## What you are asked to do
Copy each line of the listing that includes "December".

## Information
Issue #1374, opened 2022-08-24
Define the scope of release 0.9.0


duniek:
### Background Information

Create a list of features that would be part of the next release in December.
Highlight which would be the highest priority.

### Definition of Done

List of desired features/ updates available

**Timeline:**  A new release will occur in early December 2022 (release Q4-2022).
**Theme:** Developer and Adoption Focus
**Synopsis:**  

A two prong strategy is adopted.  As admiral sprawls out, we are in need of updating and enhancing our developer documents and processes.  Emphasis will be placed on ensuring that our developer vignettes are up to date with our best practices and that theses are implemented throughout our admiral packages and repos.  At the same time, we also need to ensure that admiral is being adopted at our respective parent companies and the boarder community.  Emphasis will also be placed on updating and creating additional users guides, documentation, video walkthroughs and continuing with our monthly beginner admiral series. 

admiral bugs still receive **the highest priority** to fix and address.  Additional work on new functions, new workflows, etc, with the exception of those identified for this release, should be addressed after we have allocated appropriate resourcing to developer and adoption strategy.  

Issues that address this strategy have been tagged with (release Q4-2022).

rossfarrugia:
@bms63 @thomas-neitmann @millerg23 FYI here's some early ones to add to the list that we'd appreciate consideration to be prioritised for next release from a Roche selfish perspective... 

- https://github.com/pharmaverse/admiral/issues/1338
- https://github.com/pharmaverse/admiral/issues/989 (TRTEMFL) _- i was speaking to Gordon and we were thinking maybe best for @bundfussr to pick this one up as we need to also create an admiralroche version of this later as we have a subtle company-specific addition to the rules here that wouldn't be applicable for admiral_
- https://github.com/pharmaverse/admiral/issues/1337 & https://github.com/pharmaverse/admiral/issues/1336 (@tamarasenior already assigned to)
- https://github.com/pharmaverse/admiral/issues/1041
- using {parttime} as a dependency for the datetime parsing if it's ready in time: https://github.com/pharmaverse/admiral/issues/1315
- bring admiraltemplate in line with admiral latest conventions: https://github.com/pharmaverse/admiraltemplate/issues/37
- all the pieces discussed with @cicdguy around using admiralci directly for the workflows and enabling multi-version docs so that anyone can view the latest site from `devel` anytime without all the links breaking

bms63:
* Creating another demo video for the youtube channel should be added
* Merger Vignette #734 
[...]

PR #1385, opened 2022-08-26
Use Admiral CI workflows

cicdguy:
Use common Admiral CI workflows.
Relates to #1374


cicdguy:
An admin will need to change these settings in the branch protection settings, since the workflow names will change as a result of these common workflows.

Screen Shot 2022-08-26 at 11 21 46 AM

## Result of this exercise
Create a list of features that would be part of the next release in December.
**Timeline:**  A new release will occur in early December 2022 (release Q4-2022).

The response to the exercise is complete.